Each and every line of the data must appear exactly as given.

Records contained in a dataset
• • • •
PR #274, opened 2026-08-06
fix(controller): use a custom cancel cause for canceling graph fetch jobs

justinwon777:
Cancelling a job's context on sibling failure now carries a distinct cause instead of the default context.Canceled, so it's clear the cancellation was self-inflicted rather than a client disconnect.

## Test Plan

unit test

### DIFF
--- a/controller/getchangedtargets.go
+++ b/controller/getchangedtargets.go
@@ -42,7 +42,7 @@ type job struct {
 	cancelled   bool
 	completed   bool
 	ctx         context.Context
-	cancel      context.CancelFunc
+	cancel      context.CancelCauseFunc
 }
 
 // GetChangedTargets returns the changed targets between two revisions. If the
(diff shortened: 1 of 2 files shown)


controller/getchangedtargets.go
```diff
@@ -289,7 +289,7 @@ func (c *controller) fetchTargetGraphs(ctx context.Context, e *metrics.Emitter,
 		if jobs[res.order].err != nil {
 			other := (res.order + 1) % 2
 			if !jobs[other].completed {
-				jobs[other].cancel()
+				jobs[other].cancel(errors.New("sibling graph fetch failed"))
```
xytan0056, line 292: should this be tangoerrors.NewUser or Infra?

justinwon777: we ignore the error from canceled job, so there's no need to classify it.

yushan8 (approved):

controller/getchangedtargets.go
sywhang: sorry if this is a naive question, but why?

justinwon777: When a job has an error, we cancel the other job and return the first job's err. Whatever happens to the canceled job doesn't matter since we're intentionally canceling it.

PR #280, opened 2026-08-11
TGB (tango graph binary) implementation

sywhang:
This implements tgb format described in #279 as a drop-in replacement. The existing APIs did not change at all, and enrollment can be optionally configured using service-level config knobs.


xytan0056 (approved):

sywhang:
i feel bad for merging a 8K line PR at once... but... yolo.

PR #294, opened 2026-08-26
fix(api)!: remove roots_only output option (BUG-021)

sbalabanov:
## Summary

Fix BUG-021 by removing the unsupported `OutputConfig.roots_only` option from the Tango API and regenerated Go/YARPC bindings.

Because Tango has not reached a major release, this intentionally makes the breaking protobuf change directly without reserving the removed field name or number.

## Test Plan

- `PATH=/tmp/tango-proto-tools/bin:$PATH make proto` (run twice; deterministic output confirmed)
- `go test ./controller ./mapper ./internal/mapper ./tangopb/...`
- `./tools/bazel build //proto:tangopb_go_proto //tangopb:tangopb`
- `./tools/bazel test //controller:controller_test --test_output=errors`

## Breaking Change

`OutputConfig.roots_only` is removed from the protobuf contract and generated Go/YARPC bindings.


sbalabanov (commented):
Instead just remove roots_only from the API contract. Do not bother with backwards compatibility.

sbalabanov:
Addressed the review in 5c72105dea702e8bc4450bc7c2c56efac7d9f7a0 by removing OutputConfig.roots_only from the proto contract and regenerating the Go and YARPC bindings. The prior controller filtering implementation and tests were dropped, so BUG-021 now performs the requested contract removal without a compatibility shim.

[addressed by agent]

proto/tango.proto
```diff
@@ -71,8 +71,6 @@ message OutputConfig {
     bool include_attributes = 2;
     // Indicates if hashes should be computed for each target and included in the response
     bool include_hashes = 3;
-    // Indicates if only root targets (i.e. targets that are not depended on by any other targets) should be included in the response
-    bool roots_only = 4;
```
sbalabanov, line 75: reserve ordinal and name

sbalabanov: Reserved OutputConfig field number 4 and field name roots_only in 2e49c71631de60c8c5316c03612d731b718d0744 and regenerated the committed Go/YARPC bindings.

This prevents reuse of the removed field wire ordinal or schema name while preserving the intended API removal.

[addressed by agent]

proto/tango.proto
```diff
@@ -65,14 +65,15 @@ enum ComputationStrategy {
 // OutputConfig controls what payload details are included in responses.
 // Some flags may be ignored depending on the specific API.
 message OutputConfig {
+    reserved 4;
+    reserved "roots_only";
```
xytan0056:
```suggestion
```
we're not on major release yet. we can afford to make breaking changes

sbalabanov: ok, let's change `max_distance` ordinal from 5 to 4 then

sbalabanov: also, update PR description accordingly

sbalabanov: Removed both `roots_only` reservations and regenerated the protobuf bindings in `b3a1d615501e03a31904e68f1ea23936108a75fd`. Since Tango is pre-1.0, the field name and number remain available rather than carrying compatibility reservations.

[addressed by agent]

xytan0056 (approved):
• • • •
Task solution:
PR #274, opened 2026-08-06
fix(controller): use a custom cancel cause for canceling graph fetch jobs

justinwon777:
Cancelling a job's context on sibling failure now carries a distinct cause instead of the default context.Canceled, so it's clear the cancellation was self-inflicted rather than a client disconnect.

## Test Plan

unit test

### DIFF
--- a/controller/getchangedtargets.go
+++ b/controller/getchangedtargets.go
@@ -42,7 +42,7 @@ type job struct {
 	cancelled   bool
 	completed   bool
 	ctx         context.Context
-	cancel      context.CancelFunc
+	cancel      context.CancelCauseFunc
 }
 
 // GetChangedTargets returns the changed targets between two revisions. If the
(diff shortened: 1 of 2 files shown)


controller/getchangedtargets.go
```diff
@@ -289,7 +289,7 @@ func (c *controller) fetchTargetGraphs(ctx context.Context, e *metrics.Emitter,
 		if jobs[res.order].err != nil {
 			other := (res.order + 1) % 2
 			if !jobs[other].completed {
-				jobs[other].cancel()
+				jobs[other].cancel(errors.New("sibling graph fetch failed"))
```
xytan0056, line 292: should this be tangoerrors.NewUser or Infra?

justinwon777: we ignore the error from canceled job, so there's no need to classify it.

yushan8 (approved):

controller/getchangedtargets.go
sywhang: sorry if this is a naive question, but why?

justinwon777: When a job has an error, we cancel the other job and return the first job's err. Whatever happens to the canceled job doesn't matter since we're intentionally canceling it.

PR #280, opened 2026-08-11
TGB (tango graph binary) implementation

sywhang:
This implements tgb format described in #279 as a drop-in replacement. The existing APIs did not change at all, and enrollment can be optionally configured using service-level config knobs.


xytan0056 (approved):

sywhang:
i feel bad for merging a 8K line PR at once... but... yolo.

PR #294, opened 2026-08-26
fix(api)!: remove roots_only output option (BUG-021)

sbalabanov:
## Summary

Fix BUG-021 by removing the unsupported `OutputConfig.roots_only` option from the Tango API and regenerated Go/YARPC bindings.

Because Tango has not reached a major release, this intentionally makes the breaking protobuf change directly without reserving the removed field name or number.

## Test Plan

- `PATH=/tmp/tango-proto-tools/bin:$PATH make proto` (run twice; deterministic output confirmed)
- `go test ./controller ./mapper ./internal/mapper ./tangopb/...`
- `./tools/bazel build //proto:tangopb_go_proto //tangopb:tangopb`
- `./tools/bazel test //controller:controller_test --test_output=errors`

## Breaking Change

`OutputConfig.roots_only` is removed from the protobuf contract and generated Go/YARPC bindings.


sbalabanov (commented):
Instead just remove roots_only from the API contract. Do not bother with backwards compatibility.

sbalabanov:
Addressed the review in 5c72105dea702e8bc4450bc7c2c56efac7d9f7a0 by removing OutputConfig.roots_only from the proto contract and regenerating the Go and YARPC bindings. The prior controller filtering implementation and tests were dropped, so BUG-021 now performs the requested contract removal without a compatibility shim.

[addressed by agent]

proto/tango.proto
```diff
@@ -71,8 +71,6 @@ message OutputConfig {
     bool include_attributes = 2;
     // Indicates if hashes should be computed for each target and included in the response
     bool include_hashes = 3;
-    // Indicates if only root targets (i.e. targets that are not depended on by any other targets) should be included in the response
-    bool roots_only = 4;
```
sbalabanov, line 75: reserve ordinal and name

sbalabanov: Reserved OutputConfig field number 4 and field name roots_only in 2e49c71631de60c8c5316c03612d731b718d0744 and regenerated the committed Go/YARPC bindings.

This prevents reuse of the removed field wire ordinal or schema name while preserving the intended API removal.

[addressed by agent]

proto/tango.proto
```diff
@@ -65,14 +65,15 @@ enum ComputationStrategy {
 // OutputConfig controls what payload details are included in responses.
 // Some flags may be ignored depending on the specific API.
 message OutputConfig {
+    reserved 4;
+    reserved "roots_only";
```
xytan0056:
```suggestion
```
we're not on major release yet. we can afford to make breaking changes

sbalabanov: ok, let's change `max_distance` ordinal from 5 to 4 then

sbalabanov: also, update PR description accordingly

sbalabanov: Removed both `roots_only` reservations and regenerated the protobuf bindings in `b3a1d615501e03a31904e68f1ea23936108a75fd`. Since Tango is pre-1.0, the field name and number remain available rather than carrying compatibility reservations.

[addressed by agent]

xytan0056 (approved):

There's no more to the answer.